**Description of the task**
Going line by line through the data below, report how many lines include the word "latest", with nothing added.

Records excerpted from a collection
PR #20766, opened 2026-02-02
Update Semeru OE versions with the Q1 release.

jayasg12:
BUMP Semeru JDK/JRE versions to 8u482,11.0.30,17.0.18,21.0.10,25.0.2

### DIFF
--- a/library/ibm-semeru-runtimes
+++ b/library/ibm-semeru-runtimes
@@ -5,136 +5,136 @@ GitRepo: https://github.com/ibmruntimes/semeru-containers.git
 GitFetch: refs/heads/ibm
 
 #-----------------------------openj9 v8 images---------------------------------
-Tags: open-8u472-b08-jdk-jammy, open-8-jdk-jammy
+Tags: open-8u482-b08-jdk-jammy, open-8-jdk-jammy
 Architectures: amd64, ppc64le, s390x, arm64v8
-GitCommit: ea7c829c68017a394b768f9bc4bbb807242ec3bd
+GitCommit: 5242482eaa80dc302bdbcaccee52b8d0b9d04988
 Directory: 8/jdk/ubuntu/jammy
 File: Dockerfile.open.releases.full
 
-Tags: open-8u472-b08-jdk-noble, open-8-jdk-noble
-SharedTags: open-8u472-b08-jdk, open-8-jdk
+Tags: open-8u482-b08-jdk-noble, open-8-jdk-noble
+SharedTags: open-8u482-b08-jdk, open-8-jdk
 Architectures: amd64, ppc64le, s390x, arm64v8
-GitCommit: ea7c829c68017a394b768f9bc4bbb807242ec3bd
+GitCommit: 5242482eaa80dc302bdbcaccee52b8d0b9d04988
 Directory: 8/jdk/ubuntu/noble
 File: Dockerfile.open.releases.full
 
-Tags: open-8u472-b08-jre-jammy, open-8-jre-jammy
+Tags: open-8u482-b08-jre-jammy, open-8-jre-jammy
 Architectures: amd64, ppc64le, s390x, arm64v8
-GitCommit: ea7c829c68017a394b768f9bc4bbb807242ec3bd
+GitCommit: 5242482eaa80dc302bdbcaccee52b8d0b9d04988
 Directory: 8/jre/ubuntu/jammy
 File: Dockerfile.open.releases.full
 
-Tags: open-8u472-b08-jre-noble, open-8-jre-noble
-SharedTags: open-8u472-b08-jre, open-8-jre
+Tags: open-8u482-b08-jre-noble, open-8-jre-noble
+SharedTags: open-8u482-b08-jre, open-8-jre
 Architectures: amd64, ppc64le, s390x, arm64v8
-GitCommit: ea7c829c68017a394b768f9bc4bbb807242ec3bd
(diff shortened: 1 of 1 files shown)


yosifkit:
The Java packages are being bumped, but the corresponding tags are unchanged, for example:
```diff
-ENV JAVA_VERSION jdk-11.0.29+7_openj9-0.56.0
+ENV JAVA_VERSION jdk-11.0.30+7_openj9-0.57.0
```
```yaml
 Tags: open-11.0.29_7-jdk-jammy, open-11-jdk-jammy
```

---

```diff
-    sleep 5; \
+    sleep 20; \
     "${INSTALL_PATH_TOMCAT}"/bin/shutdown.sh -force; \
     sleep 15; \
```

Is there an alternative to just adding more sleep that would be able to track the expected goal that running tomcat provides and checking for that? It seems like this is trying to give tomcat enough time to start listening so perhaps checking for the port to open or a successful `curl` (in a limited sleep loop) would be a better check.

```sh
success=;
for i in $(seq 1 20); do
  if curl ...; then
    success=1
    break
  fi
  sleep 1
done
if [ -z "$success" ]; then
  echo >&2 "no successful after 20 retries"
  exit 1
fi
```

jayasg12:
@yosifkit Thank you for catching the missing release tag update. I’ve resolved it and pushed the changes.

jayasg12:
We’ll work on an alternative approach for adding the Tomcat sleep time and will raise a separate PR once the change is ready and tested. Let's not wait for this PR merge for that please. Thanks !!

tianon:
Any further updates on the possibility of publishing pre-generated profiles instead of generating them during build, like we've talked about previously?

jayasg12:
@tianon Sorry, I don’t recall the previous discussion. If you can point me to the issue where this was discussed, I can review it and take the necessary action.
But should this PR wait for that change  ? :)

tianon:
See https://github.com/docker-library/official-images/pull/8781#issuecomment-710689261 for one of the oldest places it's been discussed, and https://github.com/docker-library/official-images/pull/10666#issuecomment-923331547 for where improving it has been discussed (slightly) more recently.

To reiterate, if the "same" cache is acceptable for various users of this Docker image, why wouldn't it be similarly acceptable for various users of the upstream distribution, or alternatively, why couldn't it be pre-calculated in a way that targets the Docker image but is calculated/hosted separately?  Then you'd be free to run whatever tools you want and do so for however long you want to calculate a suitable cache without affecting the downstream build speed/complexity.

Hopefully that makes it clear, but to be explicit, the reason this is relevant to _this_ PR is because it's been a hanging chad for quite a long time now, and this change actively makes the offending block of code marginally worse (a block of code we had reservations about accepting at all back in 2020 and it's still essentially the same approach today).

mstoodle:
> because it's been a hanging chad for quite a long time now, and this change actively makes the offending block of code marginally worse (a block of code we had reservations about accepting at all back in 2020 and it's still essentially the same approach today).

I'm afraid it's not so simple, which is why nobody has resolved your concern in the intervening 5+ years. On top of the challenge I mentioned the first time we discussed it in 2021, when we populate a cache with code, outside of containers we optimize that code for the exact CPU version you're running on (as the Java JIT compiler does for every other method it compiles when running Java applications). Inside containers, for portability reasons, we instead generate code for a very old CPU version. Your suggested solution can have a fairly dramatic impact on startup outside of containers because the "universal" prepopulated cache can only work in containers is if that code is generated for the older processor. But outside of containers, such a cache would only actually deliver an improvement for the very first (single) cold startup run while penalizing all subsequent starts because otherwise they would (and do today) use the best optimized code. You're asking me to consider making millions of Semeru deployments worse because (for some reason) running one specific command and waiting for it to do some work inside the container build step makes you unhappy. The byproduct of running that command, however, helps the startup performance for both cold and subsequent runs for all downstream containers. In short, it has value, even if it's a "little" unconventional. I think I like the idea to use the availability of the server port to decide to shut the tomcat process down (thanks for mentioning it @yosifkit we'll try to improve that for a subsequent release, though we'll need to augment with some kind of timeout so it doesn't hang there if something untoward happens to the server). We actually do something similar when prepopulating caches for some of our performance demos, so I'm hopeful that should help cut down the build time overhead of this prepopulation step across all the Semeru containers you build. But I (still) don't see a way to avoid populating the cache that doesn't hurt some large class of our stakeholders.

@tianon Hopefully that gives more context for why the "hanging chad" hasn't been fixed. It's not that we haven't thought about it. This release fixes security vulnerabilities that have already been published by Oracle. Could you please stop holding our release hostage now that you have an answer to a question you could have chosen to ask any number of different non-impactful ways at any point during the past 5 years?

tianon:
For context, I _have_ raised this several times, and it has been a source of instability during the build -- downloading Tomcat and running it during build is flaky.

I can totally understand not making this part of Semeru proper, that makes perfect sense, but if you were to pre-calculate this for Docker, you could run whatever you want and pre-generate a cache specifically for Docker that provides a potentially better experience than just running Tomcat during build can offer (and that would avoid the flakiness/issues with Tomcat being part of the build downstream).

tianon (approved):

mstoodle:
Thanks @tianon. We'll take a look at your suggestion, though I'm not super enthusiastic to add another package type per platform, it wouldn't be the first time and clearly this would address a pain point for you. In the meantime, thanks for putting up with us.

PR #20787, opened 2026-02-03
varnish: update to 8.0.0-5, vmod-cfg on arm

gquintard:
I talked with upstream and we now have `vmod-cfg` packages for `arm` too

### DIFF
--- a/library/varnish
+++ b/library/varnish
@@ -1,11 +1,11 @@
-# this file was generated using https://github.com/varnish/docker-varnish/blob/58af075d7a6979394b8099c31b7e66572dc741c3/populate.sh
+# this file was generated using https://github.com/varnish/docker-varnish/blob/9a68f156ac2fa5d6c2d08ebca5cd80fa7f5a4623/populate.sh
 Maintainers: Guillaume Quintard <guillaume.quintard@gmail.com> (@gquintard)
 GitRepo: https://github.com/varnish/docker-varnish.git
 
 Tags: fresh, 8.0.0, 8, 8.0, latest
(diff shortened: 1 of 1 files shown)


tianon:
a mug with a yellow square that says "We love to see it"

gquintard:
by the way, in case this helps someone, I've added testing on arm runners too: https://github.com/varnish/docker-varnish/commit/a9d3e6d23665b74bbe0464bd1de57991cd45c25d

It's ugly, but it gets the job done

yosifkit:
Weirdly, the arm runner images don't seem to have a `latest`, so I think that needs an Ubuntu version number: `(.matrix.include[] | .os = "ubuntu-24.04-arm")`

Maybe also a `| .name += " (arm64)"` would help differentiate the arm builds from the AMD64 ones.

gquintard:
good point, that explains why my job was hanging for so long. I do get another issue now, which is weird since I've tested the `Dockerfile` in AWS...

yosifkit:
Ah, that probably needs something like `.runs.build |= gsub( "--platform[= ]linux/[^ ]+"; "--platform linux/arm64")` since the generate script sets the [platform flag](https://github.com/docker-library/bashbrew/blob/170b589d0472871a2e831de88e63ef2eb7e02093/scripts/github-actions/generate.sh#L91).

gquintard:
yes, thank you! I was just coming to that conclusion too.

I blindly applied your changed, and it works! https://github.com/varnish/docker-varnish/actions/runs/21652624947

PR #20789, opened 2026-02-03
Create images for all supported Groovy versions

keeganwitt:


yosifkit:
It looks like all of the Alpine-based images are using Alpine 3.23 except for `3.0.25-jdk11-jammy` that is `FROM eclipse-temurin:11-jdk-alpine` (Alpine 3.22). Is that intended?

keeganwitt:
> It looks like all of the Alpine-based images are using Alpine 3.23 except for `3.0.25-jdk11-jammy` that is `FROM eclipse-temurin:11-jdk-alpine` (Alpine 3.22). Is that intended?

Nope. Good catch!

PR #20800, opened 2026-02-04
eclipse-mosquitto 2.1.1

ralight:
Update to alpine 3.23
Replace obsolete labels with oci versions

**Answer for this exercise**
2